• **The problem**
Please return all lines of the data below containing the string "removing".

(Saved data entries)
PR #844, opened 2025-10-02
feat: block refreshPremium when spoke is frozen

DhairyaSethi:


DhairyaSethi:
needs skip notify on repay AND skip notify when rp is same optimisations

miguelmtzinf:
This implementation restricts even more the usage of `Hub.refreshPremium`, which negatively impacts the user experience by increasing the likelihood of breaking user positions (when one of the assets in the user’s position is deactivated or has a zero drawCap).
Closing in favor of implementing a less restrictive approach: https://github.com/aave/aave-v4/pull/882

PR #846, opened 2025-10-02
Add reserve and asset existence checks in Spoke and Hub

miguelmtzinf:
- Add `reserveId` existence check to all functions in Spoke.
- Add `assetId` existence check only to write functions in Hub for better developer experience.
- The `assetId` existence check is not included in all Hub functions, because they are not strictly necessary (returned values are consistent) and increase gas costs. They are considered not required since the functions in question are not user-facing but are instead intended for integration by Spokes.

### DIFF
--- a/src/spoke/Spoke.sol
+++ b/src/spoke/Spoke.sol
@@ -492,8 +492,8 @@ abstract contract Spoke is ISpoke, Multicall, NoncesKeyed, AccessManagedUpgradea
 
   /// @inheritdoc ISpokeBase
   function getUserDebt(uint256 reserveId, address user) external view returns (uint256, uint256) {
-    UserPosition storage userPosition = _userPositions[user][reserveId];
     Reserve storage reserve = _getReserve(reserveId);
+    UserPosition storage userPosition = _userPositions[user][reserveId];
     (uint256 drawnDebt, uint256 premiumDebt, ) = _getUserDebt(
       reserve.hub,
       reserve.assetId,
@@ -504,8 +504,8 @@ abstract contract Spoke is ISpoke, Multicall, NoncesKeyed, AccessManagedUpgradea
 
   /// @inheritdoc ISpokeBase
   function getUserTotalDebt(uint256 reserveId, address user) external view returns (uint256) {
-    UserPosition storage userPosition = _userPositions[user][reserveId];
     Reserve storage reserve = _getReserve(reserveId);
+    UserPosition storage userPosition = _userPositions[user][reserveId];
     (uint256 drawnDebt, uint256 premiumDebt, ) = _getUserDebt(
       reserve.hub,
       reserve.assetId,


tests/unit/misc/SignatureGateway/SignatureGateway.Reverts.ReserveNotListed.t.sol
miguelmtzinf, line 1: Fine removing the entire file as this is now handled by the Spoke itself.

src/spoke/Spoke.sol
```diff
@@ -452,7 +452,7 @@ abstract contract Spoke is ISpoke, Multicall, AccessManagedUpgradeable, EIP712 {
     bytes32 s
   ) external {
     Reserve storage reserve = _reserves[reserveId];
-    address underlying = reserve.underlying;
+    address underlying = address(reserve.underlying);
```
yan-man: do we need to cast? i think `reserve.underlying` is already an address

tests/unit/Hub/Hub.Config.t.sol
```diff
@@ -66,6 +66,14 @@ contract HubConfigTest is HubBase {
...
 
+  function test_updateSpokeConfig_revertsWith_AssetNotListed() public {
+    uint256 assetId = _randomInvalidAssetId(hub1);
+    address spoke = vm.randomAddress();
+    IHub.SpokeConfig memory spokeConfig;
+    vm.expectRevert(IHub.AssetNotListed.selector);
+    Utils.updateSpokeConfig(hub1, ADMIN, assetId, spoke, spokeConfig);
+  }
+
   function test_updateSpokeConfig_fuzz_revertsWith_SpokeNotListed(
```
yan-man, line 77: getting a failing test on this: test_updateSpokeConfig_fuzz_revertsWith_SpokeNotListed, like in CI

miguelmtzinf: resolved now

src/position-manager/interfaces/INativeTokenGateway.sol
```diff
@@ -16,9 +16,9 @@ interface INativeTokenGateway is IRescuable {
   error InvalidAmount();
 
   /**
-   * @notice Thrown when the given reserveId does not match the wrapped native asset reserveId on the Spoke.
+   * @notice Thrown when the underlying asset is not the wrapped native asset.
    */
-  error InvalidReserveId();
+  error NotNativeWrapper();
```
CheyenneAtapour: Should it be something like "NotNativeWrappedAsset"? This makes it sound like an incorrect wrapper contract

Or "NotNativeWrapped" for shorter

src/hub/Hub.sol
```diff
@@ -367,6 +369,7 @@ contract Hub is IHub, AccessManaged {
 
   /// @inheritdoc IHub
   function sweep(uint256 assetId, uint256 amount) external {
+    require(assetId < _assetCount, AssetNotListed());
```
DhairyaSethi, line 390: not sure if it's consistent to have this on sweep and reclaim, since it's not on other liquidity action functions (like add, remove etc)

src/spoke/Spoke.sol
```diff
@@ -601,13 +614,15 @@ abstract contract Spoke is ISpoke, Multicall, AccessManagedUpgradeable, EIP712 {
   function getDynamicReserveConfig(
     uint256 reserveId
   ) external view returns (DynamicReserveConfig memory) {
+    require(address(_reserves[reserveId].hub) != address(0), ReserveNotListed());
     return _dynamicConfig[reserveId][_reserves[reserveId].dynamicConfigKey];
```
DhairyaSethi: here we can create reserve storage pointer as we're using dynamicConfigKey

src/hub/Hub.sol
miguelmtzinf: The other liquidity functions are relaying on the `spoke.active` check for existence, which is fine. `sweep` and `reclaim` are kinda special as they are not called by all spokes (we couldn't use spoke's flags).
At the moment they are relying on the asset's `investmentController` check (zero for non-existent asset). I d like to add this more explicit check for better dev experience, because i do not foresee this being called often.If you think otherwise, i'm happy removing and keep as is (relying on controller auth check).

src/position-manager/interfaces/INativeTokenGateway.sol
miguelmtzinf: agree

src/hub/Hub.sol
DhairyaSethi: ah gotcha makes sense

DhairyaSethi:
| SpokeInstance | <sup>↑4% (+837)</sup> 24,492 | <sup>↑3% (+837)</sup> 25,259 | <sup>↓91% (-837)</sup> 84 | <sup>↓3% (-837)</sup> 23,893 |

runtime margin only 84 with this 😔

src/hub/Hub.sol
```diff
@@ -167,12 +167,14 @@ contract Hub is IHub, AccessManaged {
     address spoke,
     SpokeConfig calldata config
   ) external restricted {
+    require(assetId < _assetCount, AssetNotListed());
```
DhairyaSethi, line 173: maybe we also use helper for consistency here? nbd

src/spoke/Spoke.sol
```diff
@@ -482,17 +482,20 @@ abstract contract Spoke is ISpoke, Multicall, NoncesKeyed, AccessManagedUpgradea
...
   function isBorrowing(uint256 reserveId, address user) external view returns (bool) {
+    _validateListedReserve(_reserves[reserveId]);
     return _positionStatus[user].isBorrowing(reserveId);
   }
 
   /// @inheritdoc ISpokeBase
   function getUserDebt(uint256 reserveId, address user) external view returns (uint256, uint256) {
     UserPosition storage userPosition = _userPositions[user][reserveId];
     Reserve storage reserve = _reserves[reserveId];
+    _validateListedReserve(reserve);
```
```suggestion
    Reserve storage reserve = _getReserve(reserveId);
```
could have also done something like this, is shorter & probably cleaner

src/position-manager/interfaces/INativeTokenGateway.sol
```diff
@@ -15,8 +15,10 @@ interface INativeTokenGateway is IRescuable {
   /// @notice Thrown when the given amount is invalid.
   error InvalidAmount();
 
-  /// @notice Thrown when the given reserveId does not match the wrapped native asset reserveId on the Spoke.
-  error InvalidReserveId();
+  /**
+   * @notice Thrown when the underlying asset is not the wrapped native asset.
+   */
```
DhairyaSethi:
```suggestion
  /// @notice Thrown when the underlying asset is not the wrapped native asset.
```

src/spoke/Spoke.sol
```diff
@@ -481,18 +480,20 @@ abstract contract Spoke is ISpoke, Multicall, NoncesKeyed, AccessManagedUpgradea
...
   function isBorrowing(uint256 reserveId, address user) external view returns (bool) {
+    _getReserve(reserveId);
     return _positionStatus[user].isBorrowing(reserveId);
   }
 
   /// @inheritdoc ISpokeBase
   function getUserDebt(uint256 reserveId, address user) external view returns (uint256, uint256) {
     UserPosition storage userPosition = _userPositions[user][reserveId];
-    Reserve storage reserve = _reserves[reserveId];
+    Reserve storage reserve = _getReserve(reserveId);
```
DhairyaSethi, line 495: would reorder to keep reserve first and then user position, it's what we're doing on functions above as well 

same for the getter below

• **Answer to this exercise**
miguelmtzinf, line 1: Fine removing the entire file as this is now handled by the Spoke itself.
At the moment they are relying on the asset's `investmentController` check (zero for non-existent asset). I d like to add this more explicit check for better dev experience, because i do not foresee this being called often.If you think otherwise, i'm happy removing and keep as is (relying on controller auth check).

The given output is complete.